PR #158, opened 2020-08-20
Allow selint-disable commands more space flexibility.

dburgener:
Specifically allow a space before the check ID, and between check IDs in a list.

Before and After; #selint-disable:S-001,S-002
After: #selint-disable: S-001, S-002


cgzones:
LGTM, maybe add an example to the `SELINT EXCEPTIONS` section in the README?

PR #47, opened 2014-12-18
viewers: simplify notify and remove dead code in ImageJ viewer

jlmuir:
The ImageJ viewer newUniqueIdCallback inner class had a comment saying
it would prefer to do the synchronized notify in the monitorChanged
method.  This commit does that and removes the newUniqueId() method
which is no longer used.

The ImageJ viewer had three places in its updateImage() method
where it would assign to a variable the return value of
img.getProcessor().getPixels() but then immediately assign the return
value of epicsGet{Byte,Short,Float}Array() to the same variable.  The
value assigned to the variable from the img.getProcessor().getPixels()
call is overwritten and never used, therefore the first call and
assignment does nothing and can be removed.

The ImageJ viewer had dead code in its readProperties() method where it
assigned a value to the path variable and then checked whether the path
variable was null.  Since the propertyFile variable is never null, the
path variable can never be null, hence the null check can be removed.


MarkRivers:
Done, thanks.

______________________________

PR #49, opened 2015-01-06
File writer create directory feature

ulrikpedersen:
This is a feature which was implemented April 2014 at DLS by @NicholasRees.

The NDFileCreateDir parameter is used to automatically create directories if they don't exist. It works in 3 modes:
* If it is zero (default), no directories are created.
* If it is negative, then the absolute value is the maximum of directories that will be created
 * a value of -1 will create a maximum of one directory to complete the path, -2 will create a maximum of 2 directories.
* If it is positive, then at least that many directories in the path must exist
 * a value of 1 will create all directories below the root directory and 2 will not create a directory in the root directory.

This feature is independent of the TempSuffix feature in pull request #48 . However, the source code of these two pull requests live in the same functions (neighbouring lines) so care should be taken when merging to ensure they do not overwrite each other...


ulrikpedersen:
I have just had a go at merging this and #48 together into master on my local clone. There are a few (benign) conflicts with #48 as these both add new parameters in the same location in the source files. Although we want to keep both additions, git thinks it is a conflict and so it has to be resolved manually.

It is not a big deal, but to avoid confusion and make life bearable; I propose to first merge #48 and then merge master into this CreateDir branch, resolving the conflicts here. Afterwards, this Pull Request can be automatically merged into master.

______________________________

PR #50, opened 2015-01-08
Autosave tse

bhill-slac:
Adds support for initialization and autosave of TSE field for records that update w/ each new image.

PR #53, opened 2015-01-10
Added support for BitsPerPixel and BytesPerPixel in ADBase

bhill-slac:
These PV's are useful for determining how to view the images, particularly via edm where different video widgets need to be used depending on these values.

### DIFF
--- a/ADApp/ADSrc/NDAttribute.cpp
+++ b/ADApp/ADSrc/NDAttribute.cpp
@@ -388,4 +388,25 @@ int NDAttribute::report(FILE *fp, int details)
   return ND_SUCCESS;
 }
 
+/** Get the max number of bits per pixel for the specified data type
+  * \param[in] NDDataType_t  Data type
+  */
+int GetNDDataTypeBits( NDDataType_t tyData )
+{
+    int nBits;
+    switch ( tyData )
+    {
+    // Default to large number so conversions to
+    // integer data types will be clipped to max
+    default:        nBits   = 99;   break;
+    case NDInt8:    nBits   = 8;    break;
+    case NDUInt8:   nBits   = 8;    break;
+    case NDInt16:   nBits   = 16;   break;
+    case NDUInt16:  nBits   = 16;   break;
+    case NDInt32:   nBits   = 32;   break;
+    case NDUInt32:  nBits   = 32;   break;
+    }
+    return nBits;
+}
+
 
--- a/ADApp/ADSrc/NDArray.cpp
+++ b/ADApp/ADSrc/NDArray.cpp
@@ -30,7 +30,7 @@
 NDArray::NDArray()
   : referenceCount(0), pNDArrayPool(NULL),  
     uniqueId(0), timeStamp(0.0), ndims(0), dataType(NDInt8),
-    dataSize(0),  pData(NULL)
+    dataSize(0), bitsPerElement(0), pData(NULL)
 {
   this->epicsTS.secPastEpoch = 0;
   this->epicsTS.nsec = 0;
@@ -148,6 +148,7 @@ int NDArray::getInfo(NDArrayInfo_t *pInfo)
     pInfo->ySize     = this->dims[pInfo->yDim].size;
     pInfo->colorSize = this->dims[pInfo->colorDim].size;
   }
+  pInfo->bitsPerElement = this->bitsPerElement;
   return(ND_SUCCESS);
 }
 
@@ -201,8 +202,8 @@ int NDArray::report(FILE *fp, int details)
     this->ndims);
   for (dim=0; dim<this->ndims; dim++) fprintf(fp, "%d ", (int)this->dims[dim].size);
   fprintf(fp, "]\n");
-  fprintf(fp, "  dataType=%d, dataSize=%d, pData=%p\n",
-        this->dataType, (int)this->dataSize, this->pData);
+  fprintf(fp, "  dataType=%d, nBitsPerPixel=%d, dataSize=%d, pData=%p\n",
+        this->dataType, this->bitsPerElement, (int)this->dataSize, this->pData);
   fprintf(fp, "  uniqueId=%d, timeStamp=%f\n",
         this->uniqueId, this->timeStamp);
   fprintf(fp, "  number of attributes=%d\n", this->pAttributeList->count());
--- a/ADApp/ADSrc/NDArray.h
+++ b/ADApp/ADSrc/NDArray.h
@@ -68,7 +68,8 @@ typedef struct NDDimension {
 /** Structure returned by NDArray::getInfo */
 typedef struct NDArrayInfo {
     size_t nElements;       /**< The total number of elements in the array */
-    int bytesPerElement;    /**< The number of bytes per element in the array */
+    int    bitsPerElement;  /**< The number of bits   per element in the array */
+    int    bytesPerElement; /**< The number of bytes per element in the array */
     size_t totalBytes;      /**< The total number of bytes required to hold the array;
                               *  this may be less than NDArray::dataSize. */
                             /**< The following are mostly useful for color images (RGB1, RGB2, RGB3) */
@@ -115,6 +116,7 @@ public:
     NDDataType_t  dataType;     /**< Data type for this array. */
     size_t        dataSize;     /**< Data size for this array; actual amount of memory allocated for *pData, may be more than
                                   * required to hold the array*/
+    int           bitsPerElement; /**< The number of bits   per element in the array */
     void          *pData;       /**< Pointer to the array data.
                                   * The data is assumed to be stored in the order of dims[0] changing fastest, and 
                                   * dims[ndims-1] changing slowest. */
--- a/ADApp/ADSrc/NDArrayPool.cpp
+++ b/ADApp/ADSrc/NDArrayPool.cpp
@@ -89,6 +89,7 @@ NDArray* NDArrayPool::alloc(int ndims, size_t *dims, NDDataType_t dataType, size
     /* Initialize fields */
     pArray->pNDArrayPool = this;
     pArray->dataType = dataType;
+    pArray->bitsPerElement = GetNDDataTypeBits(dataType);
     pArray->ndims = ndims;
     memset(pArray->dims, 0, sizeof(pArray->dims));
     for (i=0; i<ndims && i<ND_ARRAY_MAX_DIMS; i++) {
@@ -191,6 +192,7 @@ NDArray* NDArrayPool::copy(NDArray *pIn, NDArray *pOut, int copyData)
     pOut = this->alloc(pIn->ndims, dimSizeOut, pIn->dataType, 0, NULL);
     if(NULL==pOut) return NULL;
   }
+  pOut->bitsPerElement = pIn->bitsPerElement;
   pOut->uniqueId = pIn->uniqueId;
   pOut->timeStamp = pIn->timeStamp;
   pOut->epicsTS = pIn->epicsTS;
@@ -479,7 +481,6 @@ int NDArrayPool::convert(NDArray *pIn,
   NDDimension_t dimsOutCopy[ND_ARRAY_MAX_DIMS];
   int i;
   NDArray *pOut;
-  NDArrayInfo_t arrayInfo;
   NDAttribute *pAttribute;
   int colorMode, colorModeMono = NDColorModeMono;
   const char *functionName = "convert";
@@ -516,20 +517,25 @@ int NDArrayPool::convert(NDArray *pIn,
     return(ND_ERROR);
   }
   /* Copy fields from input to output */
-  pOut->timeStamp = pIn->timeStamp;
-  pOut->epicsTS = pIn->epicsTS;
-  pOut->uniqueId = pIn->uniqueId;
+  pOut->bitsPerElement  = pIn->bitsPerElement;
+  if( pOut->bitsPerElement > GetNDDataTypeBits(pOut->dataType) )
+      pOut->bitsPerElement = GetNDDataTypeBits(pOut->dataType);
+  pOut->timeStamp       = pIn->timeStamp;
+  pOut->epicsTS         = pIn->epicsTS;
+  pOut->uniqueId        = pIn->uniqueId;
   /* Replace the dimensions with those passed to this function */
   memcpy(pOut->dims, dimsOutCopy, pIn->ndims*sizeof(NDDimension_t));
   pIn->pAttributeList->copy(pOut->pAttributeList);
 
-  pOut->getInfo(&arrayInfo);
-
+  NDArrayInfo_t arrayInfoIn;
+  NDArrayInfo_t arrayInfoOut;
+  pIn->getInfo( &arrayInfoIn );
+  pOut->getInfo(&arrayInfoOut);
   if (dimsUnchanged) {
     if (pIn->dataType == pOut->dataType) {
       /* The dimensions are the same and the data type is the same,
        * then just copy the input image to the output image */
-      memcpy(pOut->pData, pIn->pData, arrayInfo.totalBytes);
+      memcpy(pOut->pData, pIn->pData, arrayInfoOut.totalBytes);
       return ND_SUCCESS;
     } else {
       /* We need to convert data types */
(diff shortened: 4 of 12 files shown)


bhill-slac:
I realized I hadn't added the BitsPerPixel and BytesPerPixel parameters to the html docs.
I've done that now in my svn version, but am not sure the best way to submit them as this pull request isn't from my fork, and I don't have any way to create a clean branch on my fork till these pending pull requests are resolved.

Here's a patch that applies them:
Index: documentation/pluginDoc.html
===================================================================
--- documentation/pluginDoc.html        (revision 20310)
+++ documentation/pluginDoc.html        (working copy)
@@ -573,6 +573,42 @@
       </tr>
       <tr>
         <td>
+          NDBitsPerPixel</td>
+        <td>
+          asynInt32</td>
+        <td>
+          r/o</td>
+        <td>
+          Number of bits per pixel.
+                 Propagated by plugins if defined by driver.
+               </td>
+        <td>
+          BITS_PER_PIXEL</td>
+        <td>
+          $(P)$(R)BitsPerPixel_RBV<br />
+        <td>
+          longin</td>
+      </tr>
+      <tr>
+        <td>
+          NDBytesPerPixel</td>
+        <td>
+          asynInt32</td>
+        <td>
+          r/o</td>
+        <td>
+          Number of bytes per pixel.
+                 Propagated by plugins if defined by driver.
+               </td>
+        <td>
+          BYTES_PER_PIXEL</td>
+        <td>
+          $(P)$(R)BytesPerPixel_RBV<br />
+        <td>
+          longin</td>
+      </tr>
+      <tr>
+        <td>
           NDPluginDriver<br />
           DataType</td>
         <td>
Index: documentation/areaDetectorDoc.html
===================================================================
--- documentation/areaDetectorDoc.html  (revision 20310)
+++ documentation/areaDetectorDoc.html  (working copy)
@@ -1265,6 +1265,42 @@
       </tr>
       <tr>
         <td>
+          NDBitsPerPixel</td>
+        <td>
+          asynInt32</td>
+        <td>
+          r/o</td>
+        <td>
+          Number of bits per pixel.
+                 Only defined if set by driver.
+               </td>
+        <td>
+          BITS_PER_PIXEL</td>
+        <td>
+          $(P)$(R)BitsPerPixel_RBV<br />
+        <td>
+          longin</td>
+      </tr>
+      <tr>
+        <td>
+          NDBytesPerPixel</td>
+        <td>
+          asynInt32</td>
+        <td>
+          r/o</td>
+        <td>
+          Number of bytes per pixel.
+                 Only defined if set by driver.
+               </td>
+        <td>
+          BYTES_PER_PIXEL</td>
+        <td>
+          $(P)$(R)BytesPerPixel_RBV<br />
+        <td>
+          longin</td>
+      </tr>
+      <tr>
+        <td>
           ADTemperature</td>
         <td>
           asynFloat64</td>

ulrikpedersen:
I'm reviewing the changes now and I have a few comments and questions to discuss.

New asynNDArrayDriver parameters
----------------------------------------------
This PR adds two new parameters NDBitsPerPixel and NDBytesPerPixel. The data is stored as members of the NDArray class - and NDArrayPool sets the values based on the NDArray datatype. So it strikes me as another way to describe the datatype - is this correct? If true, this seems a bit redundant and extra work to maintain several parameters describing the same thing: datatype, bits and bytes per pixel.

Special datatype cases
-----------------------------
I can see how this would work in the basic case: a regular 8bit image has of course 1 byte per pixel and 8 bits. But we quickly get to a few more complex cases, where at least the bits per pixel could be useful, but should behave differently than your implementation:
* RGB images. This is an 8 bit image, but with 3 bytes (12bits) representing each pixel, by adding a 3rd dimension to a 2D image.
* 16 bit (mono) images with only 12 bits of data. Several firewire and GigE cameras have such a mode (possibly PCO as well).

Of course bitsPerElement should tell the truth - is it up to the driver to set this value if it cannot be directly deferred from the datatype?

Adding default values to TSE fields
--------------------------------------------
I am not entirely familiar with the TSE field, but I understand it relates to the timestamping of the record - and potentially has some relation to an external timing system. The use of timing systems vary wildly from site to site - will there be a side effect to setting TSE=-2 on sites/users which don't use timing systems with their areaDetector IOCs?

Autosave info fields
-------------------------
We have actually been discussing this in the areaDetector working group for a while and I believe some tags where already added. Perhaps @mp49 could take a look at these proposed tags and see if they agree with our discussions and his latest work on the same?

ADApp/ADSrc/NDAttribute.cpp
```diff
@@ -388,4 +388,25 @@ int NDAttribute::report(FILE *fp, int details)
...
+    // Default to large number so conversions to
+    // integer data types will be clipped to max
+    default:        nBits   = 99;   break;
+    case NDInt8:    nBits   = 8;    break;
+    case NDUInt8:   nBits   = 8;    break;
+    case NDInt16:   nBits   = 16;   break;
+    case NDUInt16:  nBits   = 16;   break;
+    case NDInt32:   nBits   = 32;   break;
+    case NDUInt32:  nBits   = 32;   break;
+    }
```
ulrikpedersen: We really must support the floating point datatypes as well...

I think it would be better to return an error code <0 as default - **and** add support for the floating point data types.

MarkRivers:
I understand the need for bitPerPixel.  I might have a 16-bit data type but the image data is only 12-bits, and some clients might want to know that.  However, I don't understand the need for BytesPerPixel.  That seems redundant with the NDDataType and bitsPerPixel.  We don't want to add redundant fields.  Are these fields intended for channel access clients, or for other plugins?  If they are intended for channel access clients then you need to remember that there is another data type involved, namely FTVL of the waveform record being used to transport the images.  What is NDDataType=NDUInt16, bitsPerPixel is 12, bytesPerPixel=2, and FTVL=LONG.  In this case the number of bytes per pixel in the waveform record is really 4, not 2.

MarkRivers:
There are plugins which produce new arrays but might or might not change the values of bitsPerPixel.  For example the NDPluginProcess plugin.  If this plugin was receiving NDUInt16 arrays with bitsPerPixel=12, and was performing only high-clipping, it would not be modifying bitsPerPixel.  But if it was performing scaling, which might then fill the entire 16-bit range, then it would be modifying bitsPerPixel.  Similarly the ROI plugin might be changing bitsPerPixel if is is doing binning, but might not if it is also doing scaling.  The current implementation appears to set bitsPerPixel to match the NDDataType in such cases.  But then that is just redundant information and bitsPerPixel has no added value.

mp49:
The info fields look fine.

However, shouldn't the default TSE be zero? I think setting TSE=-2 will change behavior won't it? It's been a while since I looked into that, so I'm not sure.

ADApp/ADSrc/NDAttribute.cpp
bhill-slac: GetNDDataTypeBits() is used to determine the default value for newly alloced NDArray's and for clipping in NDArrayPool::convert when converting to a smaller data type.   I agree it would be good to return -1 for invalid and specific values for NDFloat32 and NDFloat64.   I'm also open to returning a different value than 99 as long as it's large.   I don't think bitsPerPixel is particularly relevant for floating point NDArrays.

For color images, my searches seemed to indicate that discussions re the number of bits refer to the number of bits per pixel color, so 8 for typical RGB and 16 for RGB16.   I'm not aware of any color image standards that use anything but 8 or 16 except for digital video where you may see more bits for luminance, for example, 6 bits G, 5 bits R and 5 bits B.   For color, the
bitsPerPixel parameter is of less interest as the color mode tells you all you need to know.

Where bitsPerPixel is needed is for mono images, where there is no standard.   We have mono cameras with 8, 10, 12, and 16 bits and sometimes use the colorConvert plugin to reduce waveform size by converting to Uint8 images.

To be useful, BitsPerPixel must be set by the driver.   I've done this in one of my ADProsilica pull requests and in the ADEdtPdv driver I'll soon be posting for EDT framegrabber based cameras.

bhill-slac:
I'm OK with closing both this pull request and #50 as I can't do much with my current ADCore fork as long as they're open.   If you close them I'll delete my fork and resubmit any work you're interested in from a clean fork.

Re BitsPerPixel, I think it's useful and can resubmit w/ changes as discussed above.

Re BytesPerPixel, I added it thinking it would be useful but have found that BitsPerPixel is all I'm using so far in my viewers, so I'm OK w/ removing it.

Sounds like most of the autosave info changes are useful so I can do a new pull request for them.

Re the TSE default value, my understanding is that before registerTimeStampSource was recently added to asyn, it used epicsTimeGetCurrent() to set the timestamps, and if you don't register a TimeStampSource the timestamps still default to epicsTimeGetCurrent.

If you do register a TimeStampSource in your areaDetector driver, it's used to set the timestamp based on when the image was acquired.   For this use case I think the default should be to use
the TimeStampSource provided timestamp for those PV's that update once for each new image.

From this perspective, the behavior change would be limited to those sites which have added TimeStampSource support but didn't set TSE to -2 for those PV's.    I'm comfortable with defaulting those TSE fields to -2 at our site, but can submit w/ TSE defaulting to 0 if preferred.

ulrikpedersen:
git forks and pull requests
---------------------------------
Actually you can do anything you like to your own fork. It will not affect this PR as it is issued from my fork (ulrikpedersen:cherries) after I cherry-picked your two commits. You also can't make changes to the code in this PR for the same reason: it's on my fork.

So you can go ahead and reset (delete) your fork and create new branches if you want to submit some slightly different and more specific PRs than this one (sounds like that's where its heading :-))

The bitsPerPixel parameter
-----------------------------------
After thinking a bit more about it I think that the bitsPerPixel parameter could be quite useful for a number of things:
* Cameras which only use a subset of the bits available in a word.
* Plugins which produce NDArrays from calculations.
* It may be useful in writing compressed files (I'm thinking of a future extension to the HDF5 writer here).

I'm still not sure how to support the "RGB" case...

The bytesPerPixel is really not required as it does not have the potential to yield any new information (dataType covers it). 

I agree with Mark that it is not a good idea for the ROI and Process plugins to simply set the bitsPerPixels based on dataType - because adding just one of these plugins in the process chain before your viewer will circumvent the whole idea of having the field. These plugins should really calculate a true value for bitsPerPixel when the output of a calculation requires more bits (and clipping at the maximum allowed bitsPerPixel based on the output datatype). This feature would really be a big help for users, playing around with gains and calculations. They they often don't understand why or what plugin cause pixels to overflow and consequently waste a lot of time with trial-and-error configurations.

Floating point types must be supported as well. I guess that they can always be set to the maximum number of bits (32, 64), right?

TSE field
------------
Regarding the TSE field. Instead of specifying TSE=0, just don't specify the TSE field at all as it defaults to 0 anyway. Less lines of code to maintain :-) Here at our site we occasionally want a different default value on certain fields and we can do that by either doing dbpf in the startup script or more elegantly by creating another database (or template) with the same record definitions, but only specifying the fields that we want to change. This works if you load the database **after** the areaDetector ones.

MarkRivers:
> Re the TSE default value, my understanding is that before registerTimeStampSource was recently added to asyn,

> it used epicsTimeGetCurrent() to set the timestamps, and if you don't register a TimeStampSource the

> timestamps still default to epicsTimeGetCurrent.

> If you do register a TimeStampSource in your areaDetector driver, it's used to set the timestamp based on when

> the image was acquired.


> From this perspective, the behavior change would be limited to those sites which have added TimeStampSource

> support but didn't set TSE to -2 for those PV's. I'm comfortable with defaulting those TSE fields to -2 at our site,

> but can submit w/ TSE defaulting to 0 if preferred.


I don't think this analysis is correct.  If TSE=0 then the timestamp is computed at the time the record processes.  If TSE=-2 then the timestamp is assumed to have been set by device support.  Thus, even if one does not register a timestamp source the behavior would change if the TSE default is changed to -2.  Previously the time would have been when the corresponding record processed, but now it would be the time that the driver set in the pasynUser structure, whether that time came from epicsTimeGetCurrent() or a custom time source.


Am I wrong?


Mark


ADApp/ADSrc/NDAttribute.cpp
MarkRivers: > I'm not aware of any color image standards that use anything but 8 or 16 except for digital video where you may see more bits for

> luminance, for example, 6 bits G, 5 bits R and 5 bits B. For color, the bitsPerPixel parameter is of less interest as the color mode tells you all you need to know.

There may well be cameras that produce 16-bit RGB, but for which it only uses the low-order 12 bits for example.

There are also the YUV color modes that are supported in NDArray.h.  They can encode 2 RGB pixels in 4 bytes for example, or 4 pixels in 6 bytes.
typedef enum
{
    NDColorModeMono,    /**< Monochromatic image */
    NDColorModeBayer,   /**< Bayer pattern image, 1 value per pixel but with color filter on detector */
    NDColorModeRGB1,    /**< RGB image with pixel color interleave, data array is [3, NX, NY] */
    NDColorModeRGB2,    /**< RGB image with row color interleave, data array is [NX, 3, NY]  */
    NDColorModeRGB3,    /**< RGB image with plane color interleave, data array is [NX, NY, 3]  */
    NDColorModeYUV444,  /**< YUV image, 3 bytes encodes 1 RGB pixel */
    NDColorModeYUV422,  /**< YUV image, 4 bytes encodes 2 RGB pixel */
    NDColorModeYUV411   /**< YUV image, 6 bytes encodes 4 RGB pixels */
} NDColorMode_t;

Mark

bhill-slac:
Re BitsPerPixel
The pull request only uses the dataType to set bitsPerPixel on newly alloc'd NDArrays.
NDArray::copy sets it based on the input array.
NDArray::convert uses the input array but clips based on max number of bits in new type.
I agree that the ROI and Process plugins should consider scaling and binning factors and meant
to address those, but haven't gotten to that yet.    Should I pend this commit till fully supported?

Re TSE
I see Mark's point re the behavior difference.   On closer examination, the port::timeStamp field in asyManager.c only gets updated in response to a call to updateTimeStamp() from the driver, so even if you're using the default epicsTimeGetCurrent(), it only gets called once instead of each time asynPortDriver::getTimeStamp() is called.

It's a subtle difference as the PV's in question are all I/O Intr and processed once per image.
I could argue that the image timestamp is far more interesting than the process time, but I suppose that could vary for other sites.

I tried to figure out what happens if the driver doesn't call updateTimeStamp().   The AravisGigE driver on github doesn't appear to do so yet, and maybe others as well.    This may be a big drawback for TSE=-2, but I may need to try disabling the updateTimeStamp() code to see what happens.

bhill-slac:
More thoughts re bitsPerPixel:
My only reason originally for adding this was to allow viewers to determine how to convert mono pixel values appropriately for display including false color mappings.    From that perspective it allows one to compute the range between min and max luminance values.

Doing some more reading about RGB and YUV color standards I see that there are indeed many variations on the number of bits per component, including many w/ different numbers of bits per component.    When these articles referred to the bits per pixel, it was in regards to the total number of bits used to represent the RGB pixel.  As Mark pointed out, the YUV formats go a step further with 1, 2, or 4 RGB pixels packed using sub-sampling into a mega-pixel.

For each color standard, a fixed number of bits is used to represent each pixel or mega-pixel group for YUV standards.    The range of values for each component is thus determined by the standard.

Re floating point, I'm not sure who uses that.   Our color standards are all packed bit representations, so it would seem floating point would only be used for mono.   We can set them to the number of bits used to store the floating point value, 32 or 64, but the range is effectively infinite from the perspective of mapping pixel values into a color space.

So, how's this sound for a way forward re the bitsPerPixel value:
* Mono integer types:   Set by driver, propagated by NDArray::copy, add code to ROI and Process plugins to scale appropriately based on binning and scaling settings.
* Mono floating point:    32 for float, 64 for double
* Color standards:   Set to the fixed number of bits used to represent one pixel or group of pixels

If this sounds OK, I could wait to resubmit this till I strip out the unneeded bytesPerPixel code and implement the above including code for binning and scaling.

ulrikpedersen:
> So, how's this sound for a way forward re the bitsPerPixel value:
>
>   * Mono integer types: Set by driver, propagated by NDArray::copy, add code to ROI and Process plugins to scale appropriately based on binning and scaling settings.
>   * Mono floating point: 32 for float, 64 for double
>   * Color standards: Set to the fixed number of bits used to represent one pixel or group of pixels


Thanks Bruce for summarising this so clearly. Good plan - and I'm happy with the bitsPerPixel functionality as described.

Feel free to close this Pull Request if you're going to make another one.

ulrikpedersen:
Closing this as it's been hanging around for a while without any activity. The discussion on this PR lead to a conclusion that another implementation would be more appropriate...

______________________________

▶ [To do]:
Among the entries, find every line holding "dead" and return it.

▶ [Your solution]:
viewers: simplify notify and remove dead code in ImageJ viewer
The ImageJ viewer had dead code in its readProperties() method where it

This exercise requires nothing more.